Background and Motivation

Partial discharges (PD) are early indicators of insulation degradation in medium-voltage cables and cable joints. Detecting PD events and tracking their severity and frequency in real time allows grid operators to intervene before catastrophic failures occur. Currently, PD detection relies on offline analysis of collected data. Since PD signals are typically high-frequency and short-lived, continuous transmission of raw waveforms is impractical and expensive. Moving detection capability to edge devices would enable immediate alerting while significantly reducing the volume of data that must be transmitted and stored.

Alliander is currently developing Vulcan, a multi-functional edge sensor for the mediumvoltage grid. Vulcan is designed to measure and analyze grid signals on-device. A key ambition is to perform PD detection directly on the sensor. Running PD detection algorithms on edge hardware introduces significant constraints. Edge devices have limited computational resources, memory, and power budgets. The algorithms must therefore be lightweight enough to execute in real time while maintaining sufficient accuracy to reliably distinguish PD events from noise and other transients.

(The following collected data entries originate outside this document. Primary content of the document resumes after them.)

Issue #783, opened 2021-02-11
Harmonize and process for initializing by program


kylebaron:
# Summary 

As a user, I want a consistent interface for programmatically initializing the following blocks: param, cmt, init, theta, omega, sigma

# Tests
- test/testthat/test-modspec.R
  - programmatic initialization
  - parse content using low-level handlers - PARAM
  - parse content using low-level handlers - INIT
  - parse content using low-level handlers - THETA
  - parse content using low-level handlers - CMT
  - parse content using low-level handlers - OMEGA / SIGMA
  - HANDLEMATRIX

PR #786, opened 2021-02-13
Refactor block handlers with emphasis on programmatic initialization

kylebaron:
Issue #783 

# Primary changes
Affected blocks: 
- PARAM
- INIT
- THETA
- SIGMA
- OMEGA

Every block has a `@object` field that allows you to name an object created in `$ENV`
Every block has an `@as_object` field that allows you to create an object locally in the code block; that is

- PARAM requires a list
- INIT requires a list
- CMT requires character
- THETA requires numeric
- OMEGA and SIGMA require matrix

- If you set `rownames` on the matrix, that becomes the labels (e.g. ECL, EV2 etc ...)

- [x] Tests

# Other refactoring
- Some changes to `[yaml]` to properly handle compartments
- A lot of linting
- Block names are returned from modelparse as is (no toupper)
- We track the exact incoming block name and track that in the parsing object
- We report using the original block name
- `evaluate_at_code` accepts the parsing environment (containing the model environment) rather than the model environment
- Fixed an issue where block numbers were off when `SET` or `ENV` were being used; they were getting zapped but no longer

Promising solutions come from TinyML, the field concerned with deploying machine learning models on low-power microcontrollers. Techniques such as model quantization, pruning, and knowledge distillation can reduce the computational footprint of neural networks by orders of magnitude. Classical signal processing methods, such as matched filtering, wavelet transforms, and spectral analysis, also remain relevant due to their computational efficiency and interpretability. This project will evaluate candidate algorithms for edge-based PD detection, implement the most promising approaches, and validate their performance on representative data.

Objectives

  1. Establish a benchmark dataset and performance metrics: Curate a labeled dataset from real cable measurements containing confirmed PD events and normal operating conditions. Define performance metrics (e.g., detection rate, false positive rate, latency, computational cost) that reflect both detection quality and edge deployment feasibility.
  2. Conduct a literature review and algorithm survey: Identify candidate algorithms suitable for real-time PD detection on edge devices. Approaches to investigate include matched filtering, quantized neural networks and other TinyML methods, reduced-order basis methods, wavelet transform-based detection, and spectral analysis techniques. Evaluate candidates based on accuracy, computational efficiency, memory footprint, and compatibility with target hardware.
  3. Implement and optimize selected algorithms: Develop implementations of the most promising algorithms. Iterate on the design to improve detection performance, reduce resource requirements, and ensure robustness. Validate performance against the benchmark dataset and defined metrics.
  4. Prepare field deployment: Ensure that mature algorithm implementations are ready for deployment on the Vulcan sensor. Document the code and provide guidance for integration and field testing.

What we would like to see

Do not take these as a strict requirement, a sufficiently motivated student that does not match the points below should most definitely still apply:

  • Background in physics, electrical engineering, computer science, or math
  • A strong interest in machine learning
  • Experience with Python, should preferably be able to write code without assistance

Contact: Alex Kolmus (Alliander) & Sander Rieken (Alliander)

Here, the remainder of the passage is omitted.